I've been critical of Facebook's lack of privacy and other issues surrounding the company but I can't get too worked up about the danger of perpetuating passive/active friend distinctions because I think it exists outside of social media and is simply a reflection of the meatspace, and it's actually healthy to do.
> The simple answer is… all the ways we did for the last 100,000 years. Talking to people. Being an active consumer of information and knowledge about your friends’ lives instead of letting it passively wash over you.
That's a nice sentiment and one I absolutely agree with, but there's a big problem with it - how do we do this?
Before the Internet, the answer was obvious; talk to them. That's because friendships tended to be mostly local; you probably knew your friends' addresses and phone numbers.
When the Internet got popular, friendships were made on a global scale, and instant messaging became a thing. A lot of people grew up with AIM, Yahoo! Messenger, and MSN. It's important to note that these services weren't provided by companies whose soul reason for existing was to provide communication platforms. They were all secondary platforms provided by companies whose main business was elsewhere.
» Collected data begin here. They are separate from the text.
PR #41, opened 2016-04-20
Allow using of environment variables in project version

MoJo2600:
if you add a "SonarQube Scanner for MSBuild - Begin Analysis" step to your build you have to define a project version. Currently it is not possible to use jenkins environment variables in this field. So you have to define the project version and have to manually edit the build definition if the version changes.
My commit replaces environment variables in the project version. Now you can provide the version number dynamically.

### DIFF
--- a/src/main/java/hudson/plugins/sonar/MsBuildSQRunnerBegin.java
+++ b/src/main/java/hudson/plugins/sonar/MsBuildSQRunnerBegin.java
@@ -120,9 +120,11 @@ public class MsBuildSQRunnerBegin extends AbstractMsBuildSQRunner {
   private void addArgsTo(ArgumentListBuilder args, SonarInstallation sonarInst, EnvVars env, Map<String, String> props) {
     args.add("begin");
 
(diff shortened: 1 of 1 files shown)


henryju:
Thanks for your contribution. @dbmeneses  why not apply the same strategy to projectKey and projectName?

dbmeneses:
Yes, we can apply to all sonar properties. But perhaps we can do it in the SonarBuildWrapper so that we have the same behavior in all builders using the injected variables.
Note that the SonarBuildWrapper is already resolving sonar variables against each other, but not using all the other variables. We can do it there as long as we assume that the other variables are already present when the SonarBuildWrapper is called (this should be true unless other build wrappers or the builders themselves inject more variables). WDYT @MoJo2600 ?

MoJo2600:
I think, that you are right. The SonarBuildWrapper should be the right place, so that the behavior is the same for all builders. I'll try my best to put it there and will update this pull request, ok?

dbmeneses:
Thanks

henryju:
This PR is superseeded by #51. Closing.

PR #206, opened 2019-07-13
Use in-modifier with readonly structs

gpetrou:


slozier:
Unfortunately a lot of these are binary breaking change (see https://docs.microsoft.com/en-us/dotnet/csharp/whats-new/version-update-considerations) which makes it really hard to release the DLR independently of IronPython. I'd like to try and be more careful about this type of thing going forward. Maybe I've just been watching too many .NET Core API reviews...

That being said, I have no problem adding `in` modifiers to anything that is private/internal.

slozier:
Thanks! Looks good!

PR #218, opened 2019-10-13
Replace Hashtables with generic Dictionaries

gpetrou:


Src/Microsoft.Dynamic/ComInterop/ComTypeDesc.cs
```diff
@@ -5,24 +5,18 @@
...
+using System.Globalization;
 using System.Runtime.InteropServices.ComTypes;
 using System.Threading;
 
 namespace Microsoft.Scripting.ComInterop {
 
     public class ComTypeDesc : ComTypeLibMemberDesc {
-        private string _typeName;
-        private string _documentation;
-        //Hashtable is threadsafe for multiple readers single writer.
```
slozier: I have not looked at usage. But I assume this comment is here because it's intended to be used in multithreaded scenarios? Dictionary doesn't provide the same thread safety guarantees as Hashtable.

gpetrou: I used ConcurrentDictionaries instead. What do you think?

slozier: Using ConcurrentDictionary seems fine from a thread safety point of view. Hopefully it isn't a perf hit. Just need to find time to look at how these classes are used and will merge it in assuming there are no issues.

Lamparter:
This should probably be closed 🙂

BCSharp:
I intended to do some performance measurements first to reach the right decision, merge or not.

slozier:
Thanks! Sorry it took so long. 🥲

Now, all of these services are gone. In its place are apps like Twitter, WhatsApp, Instagram and Discord, which would be great, except that WhatsApp and Instagram are owned by the very company you're trying to escape from (Facebook) and Discord is a company whose soul product is their communication platform and thus have the mother of all motivations to make money from your data (even if they don't do that right now, thanks to unsustainable VC funding). Twitter is also a platform owned by a company which has the communication tool as its soul product, and to its credit hasn't made too much controversy in its long tenure, but even though it can be used for direct communication (and is used more for this purpose than Facebook), it's still primarily a "push" platform; for the most part, tweets come to you, as determined by algorithms.
Yes, there do still exist chat platforms provided by companies whose main product isn't their communication platforms: GTalk (or Hangouts) and Skype. Unfortunately these are both owned by companies who have been proven to behave in predatory fashions to their users: Google and Microsoft.
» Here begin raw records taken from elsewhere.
PR #240, opened 2020-10-26
Support ParamDictionaryAttribute on IReadOnlyDictionary

BCSharp:
This, when completed, will facilitate IronLanguages/ironpython3#882.

I implemented support only for `IReadOnlyDictionary<string, anything>` and not for `IReadOnlyDictionary<object, anything>` like for other generic types supported, because I fail to see any benefit of supporting dictionary interfaces that take `object` type as key, and sticking to `string` eliminates one cast for every runtime call for every kwarg param. The whole param dictionary machinery in DLR assumes that keyword parameter names are strings. If the client code really needs `<object, anything>` specialization to e.g. pass it on somehere down the road, it can always simply declare `Dictionary<object, something>`.

### DIFF
--- a/Src/Microsoft.Dynamic/Utils/CollectionExtensions.cs
+++ b/Src/Microsoft.Dynamic/Utils/CollectionExtensions.cs
@@ -141,11 +141,14 @@ namespace Microsoft.Scripting.Utils {
         internal static ReadOnlyCollection<T> Instance = new ReadOnlyCollection<T>(new T[0]);
     }
 
-#if NETCOREAPP
     internal static class EmptyReadOnlyDictionary<TKey, TValue> {
-        internal static IReadOnlyDictionary<TKey, TValue> Instance = System.Collections.Immutable.ImmutableDictionary.Create<TKey, TValue>();
-    }
+        internal static readonly IReadOnlyDictionary<TKey, TValue> Instance
+#if NETCOREAPP
+            = System.Collections.Immutable.ImmutableDictionary.Create<TKey, TValue>();
+#else
+            = new ReadOnlyDictionary<TKey, TValue>(new Dictionary<TKey, TValue>());
 #endif
+    }
 
     // TODO: Should we use this everywhere for empty arrays?
     // my thought is, probably more hassle than its worth
--- a/Src/Microsoft.Dynamic/Utils/CollectionExtensions.cs
+++ b/Src/Microsoft.Dynamic/Utils/CollectionExtensions.cs
@@ -140,6 +140,13 @@ namespace Microsoft.Scripting.Utils {
     internal static class EmptyReadOnlyCollection<T> {
         internal static ReadOnlyCollection<T> Instance = new ReadOnlyCollection<T>(new T[0]);
     }
+
+#if NETCOREAPP
+    internal static class EmptyReadOnlyDictionary<TKey, TValue> {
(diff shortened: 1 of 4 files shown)


Src/Microsoft.Dynamic/Utils/CollectionExtensions.cs
```diff
@@ -140,6 +140,13 @@ internal static class CollectionExtensions {
     internal static class EmptyReadOnlyCollection<T> {
         internal static ReadOnlyCollection<T> Instance = new ReadOnlyCollection<T>(new T[0]);
     }
+
+#if NETCOREAPP
+    internal static class EmptyReadOnlyDictionary<TKey, TValue> {
+        internal static IReadOnlyDictionary<TKey, TValue> Instance = System.Collections.Immutable.ImmutableDictionary.Create<TKey, TValue>();
```
slozier, line 146: Could we not do something like for .NET framework?
```C#
internal static ReadOnlyDictionary<TKey, TValue> Instance = new ReadOnlyDictionary<TKey, TValue>(new Dictionary<TKey, TValue>());
```

BCSharp: I have thought about it but `ReadOnlyDictionary` exposes its underlying writable dictionary though a property. So a malicious 3rd party module could navigate to this singleton and inject some keys into a global "empty" instance. Wouldn't it be a security risk?

It could also happen by accident, if the code passes the directory around and at some point, far from the original call place, a bug happens that would cause something fail in some seemingly unrelated place.

I have here locally an implementation of a read-only empty dictionary, it's about 15 lines, we could use that safely.

Now that I think about it: all those singletons should be a `readonly` field or a property with a getter only.

slozier: Well, the `ReadOnlyDictionary<TKey,TValue>.Dictionary` property is `protected` so I'm not particularly worried about accidental modifications (unless there are some technicalities I'm not thinking about).

As for the security aspect I don't know, wouldn't they have to go through reflection? As soon as you throw reflection into the mix what's stopping the malicious user from just replacing the value of `Instance` (unless the runtime enforces the readonly-ness of `readonly`)?

I would be fine with a custom implementation if you think it's worth the effort (although it sounds like the sort of thing I'd want to rip out if I was doing code cleanup :smile:).

Another less efficient and more ugly option would be to make `Instance` a property and return a new dictionary every time on .NET Framework.

Anyway, the whole reason for my suggestion was to try and avoid having `#if NETCOREAPP` in `MakeReadOnlyDictionary` so as long we we can somehow get rid of the conditional I'm happy.

BCSharp: > property is `protected`

OK, it sells it for me. It prevents accidental misuse. I am probably making a fuss about nothing. After all, with the security aspect — that's what `AppDomain` is for.

> I would be fine with a custom implementation if you think it's worth the effort

Not so much an effort question (I have it implemented), but code pollution for a marginal benefit. I would probably want to rip it out the moment I put it in. 😄

slozier: Well, app domains are dead with .NET (Core) so not sure if they help at all.

slozier (approved):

There are free and open-source programs that can be used. Jitsi allows instant messaging and video conferencing via XMPP, for example, Mastadon is a recent Twitter-like platform, and Signal allows for encrypted conversation. Each of these (and others) allow communication with users connected to other servers (and in most cases using other protocols), but even so the problem is that it's unlikely that your friends use programs that communicate over these protocols and are compatible. (The exception is GTalk, which uses XMPP.)
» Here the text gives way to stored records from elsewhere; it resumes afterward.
PR #241, opened 2020-10-28
Coerce Extensible<string> to string if used as ParamDictionary key

BCSharp:
This facilitates IronLanguages/ironpython3#999.

It think ideally a given key should be coerced only when `[ParamDictionary]` is applied on a parameter of a generic type with `string` as `TKey`, while maintaining its identity for `object` cases. But this would require much ore extensive changes and so far I haven't see a need for it in IronPython. But the least the DLR can do is to **accept** `Extensible<string>` as the key type.

This coercing could also have been done at the IronPython level, but I believe it is more elegant in the DLR, and, frankly, where it belongs, sine `Extensible<>` is defined here too.

### DIFF
--- a/Src/Microsoft.Dynamic/Actions/DefaultBinder.MethodCalls.cs
+++ b/Src/Microsoft.Dynamic/Actions/DefaultBinder.MethodCalls.cs
@@ -242,12 +242,14 @@ namespace Microsoft.Scripting.Actions {
             Type[] types = testTypes ? new Type[dict.Count] : null;
             int index = 0;
             while (dictEnum.MoveNext()) {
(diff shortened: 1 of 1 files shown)


slozier (approved):
Looks good to me. I assume this will be tested via IronPython (although it would be nice to set up more stand-alone tests at some point).

BCSharp:
Yes, I have tests for this DLR change and other upcoming changes on the IronPython side. I will be submitting them gradually, together with submodule ref updates.

I have looked into adding some tests directly to the DLR test suite, but found no tests testing this part of the system, which I could extend. Maybe not surprising, since parameter handling code in the DLR itself seems unfinished.

PR #244, opened 2020-10-31
Use EmptyArray singleton where useful

BCSharp:
"useful" is here a subjective qualifier.


Src/Microsoft.Scripting/Utils/CollectionExtensions.cs
```diff
@@ -91,8 +91,6 @@ internal static class EmptyReadOnlyCollection<T> {
         internal static readonly ReadOnlyCollection<T> Instance = new ReadOnlyCollection<T>(new T[0]);
     }
 
-    // TODO: Should we use this everywhere for empty arrays?
-    // my thought is, probably more hassle than its worth
     internal static class EmptyArray<T> {
         internal static readonly T[] Instance = new T[0];
```
slozier, line 95: Would there be any value in doing?
```C#
#if NETCOREAPP || NETSTANDARD
        internal static readonly T[] Instance = Array.Empty<T>();
#else
        internal static readonly T[] Instance = new T[0];
#endif
```

BCSharp: Oh, I didn't know that .NET Core has is public. As for the question if it is useful, I am not sure. There is a small benefit if the client code (e.g. IronPython, or an app hosting IronPython) also specializes `Array.Empty` with the same concrete type as the DLR, otherwise there is a small penalty of forcing a specialization of an additional class. So it depends, but either way, I think the difference is negligible.

My primary motivation here was to avoid unnecessarily creating empty arrays on the heap, which then are left around as garbage for the GC to collect. With very few exceptions, I have left the singletons have their own copies (like `EmptyReadOnlyCollection` just above).

slozier: Maybe when we drop support for IronPython 2 we can bump the DLR to .NET Framework 4.6 (or later) and use `Array.Empty<T>()` throughout.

Then there are the numerous decentralised free/open-source methods. Mumble provides text-based and audio-based communication, numerous IRC servers provide text communication, etc. On a wide scale, the biggest issue with these are that you can't communicate with anybody unless they're connected to the same server as you. That might be desirable in the case where you have groups all interested in the same thing or otherwise tied by a common bond, but people can't be expected to join multiple servers just to keep in touch with their friends.
Of course, all of these can be used as primary methods of communication, particularly among small groups of friends, and maybe this is actually what the article is arguing for.
I personally would love if Mastadon became more popular, even though it's a "push"-style system like Twitter, because I think it has the best shot at doing so and it allows communication with potentially your entire circle of friends while simultaneously having differing servers with different policies. It's probably the closest thing to democratic messaging that we have.